Back to big-band Haydn for No.86 and this is a more successful reading than that of ’The Bear’. The crispness of the introduction is fetching and the Allegro spiritoso very dashing. Maybe some will find the habit of frequently running up to a climactic point somewhat predictable but the subjective notion of fading the sequences of repeated notes works very well. Despite the resonant acoustic detail remains clear and articulation is admirable. Conversely Norrington’s approach to the Largo is very steady: a minute slower than Dutoit or Kuijken, but rhythmic strength ensures that it does not seem overlong. The Minuet, spiced with small crescendos, moves crisply forward although the bassoonist begins the solo in the Trio somewhat cautiously. Apart from the second part of Symphony 84’s Finale Norrington obeys the repeat markings. In the last movement of 86 I could also have accepted the unmarked second repeat since we have both repeats in the first movement and I believe the omission of a second repeat here is a printer’s error since with hardly any exceptions Haydn requires both halves of all pre-‘London’ Symphony sonata-movements to be repeated. While on this subject, Norrington no longer plays the repeats of Minuets after Trios, although at one time – together with Christopher Hogwood, Charles Mackerras, Trevor Pinnock, Derek Solomons and others, he did. Schools of thought are divided on this subject and Norrington has embraced both.

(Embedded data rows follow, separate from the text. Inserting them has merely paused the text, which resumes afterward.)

PR #2310, opened 2025-03-31
fix: Prevent merge operation issues logger as error

Matovidlo:
Jira: [PSGO-855](https://keboola.atlassian.net/browse/PSGO-855)

**Changes:**
- It is expected that during downtime of ETCD, the `o.files` are all reseted, therefore also local locks are created again and it starts 2 go routines for closing/importing/rotating instead of having 1 go routine chagning state.
- Let other go routine switch state but report it as warning. Should not happen in other case

-----------

### DIFF
--- a/internal/pkg/service/stream/storage/node/coordinator/fileimport/operator.go
+++ b/internal/pkg/service/stream/storage/node/coordinator/fileimport/operator.go
@@ -26,6 +26,7 @@ import (
 	targetConfig "github.com/keboola/keboola-as-code/internal/pkg/service/stream/storage/level/target/config"
 	"github.com/keboola/keboola-as-code/internal/pkg/service/stream/storage/model"
 	storageRepo "github.com/keboola/keboola-as-code/internal/pkg/service/stream/storage/model/repository"
+	fileRepo "github.com/keboola/keboola-as-code/internal/pkg/service/stream/storage/model/repository/file"
 	"github.com/keboola/keboola-as-code/internal/pkg/service/stream/storage/node"
 	"github.com/keboola/keboola-as-code/internal/pkg/service/stream/storage/node/coordinator/clusterlock"
 	"github.com/keboola/keboola-as-code/internal/pkg/service/stream/storage/statistics"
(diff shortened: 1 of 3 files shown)


hosekpeter (approved):

internal/pkg/service/stream/storage/node/coordinator/fileimport/operator.go
```diff
@@ -380,8 +381,16 @@ func (o *operator) doImportFile(ctx context.Context, lock *etcdop.Mutex, file *f
...
+	if errors.Is(err, fileRepo.ErrInvalidStateTransition) {
+		o.logger.Warnf(dbCtx, "skipping file transition to imported state: %s", err)
+		// Mark as processed to avoid retry for known state transition errors
+		file.Processed = true
+		return stats.Staging, nil
+	}
+
 	if err != nil {
-		o.logger.Infof(ctx, `Switch file "%s" to imported state used %d operations`, file.FileKey.String(), result.MaxOps())
+		o.logger.Warnf(ctx, `Not switching file "%s" to imported state used %d operations`, file.FileKey.String(), result.MaxOps())
```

In general the interpretation of Minuets is a strong point in these readings of the ‘Paris’ Symphonies, but in No.87 we have a problem. Haydn wrote an interesting final bar in which the tonic chord at the end of the melody is followed by two upward-moving notes in the bass. This serves first to lead to the second repeat of the Minuet and next time it appears it leads into the Trio. However, the tonic chord has a fermata on it and beneath it. In the reliable Philharmonia/Universal Edition publication edited by H. C. Robbins Landon, ‘Fine’ is printed to indicate that at the end the two leading notes need not be played since they lead away from the closure. Unfortunately (one might say unforgivably) Norrington also leaves out these notes before the Trio, thus leaving a gap before the entry of the solo oboe (which is played with interesting decorations on repetitions). The crescendo-decrescendo shaping of many melodies is more than usually evident in the first movement especially at the quiet dying phrases at the end of exposition and coda each time. The Adagio tempo for the second movement is very well judged – much sensitivity.

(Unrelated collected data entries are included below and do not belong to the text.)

PR #2311, opened 2025-03-31
fix: Remove old session when ETCD was not up

Matovidlo:
Jira: [PSGO-830](https://keboola.atlassian.net/browse/PSGO-830)

**Changes:**
- New session should be ok without lock is locked by another session that was already expired

-----------


internal/pkg/service/common/etcdop/mutex.go
```diff
@@ -224,7 +224,7 @@ func (s *mutexStore) clear(ctx context.Context, mtx *activeMutex) (err error) {
 
 	// Unlock DB if the lock is no more used
 	if unlockDB {
-		if err = mtx.dbMutex.Unlock(ctx); err != nil {
+		if err = mtx.dbMutex.Unlock(ctx); err != nil && mtx.dbSession != nil {
```
Matovidlo, line 227: This caused panic on `mtx.dbSession == nil`

internal/pkg/service/common/etcdop/session.go
```diff
@@ -168,6 +168,11 @@ func (b SessionBuilder) Start(ctx context.Context, wg *sync.WaitGroup, logger lo
 			if err != nil {
 				s.logger.Infof(ctx, "cannot create etcd session: %s", err.Error())
 				if !errors.Is(err, context.Canceled) {
+					if errors.Is(err, context.DeadlineExceeded) {
+						// Do not check error from closeSession, it can be already closed
+						_ = s.closeSession(ctx, "etcd unreachable, remove existing sessions")
```
Matovidlo, line 173: On context deadline exceeded we fire `closeSession` as the ETCD is down and session life is 10 seconds

jachym-tousek-keboola (approved):

hosekpeter (approved):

Throughout these recordings I was much impressed by the astute inner balancing – the woodwinds’ melodies are never lost. Sometimes Haydn has flute or oboe joining violins, and when they do, or leave, is sometimes not evident in other versions, but here this feature is as clear as could be. This is an important set, but I feel that the rapid tempos in some slow movements may be a problem for some, if less so for me. These are challenging performances and enormous thought has gone into them. ‘The Bear’ does not work – it’s a big exciting sound but I am sure Haydn intended something leaner and with more of a cutting edge. Norrington’s account lacks essential fierceness; loudness is no substitute for individual instruments cutting through. The other Symphonies respond to the expansive acoustic far more successfully. Norrington’s ideas are very revealing even though I am not comfortable with them all.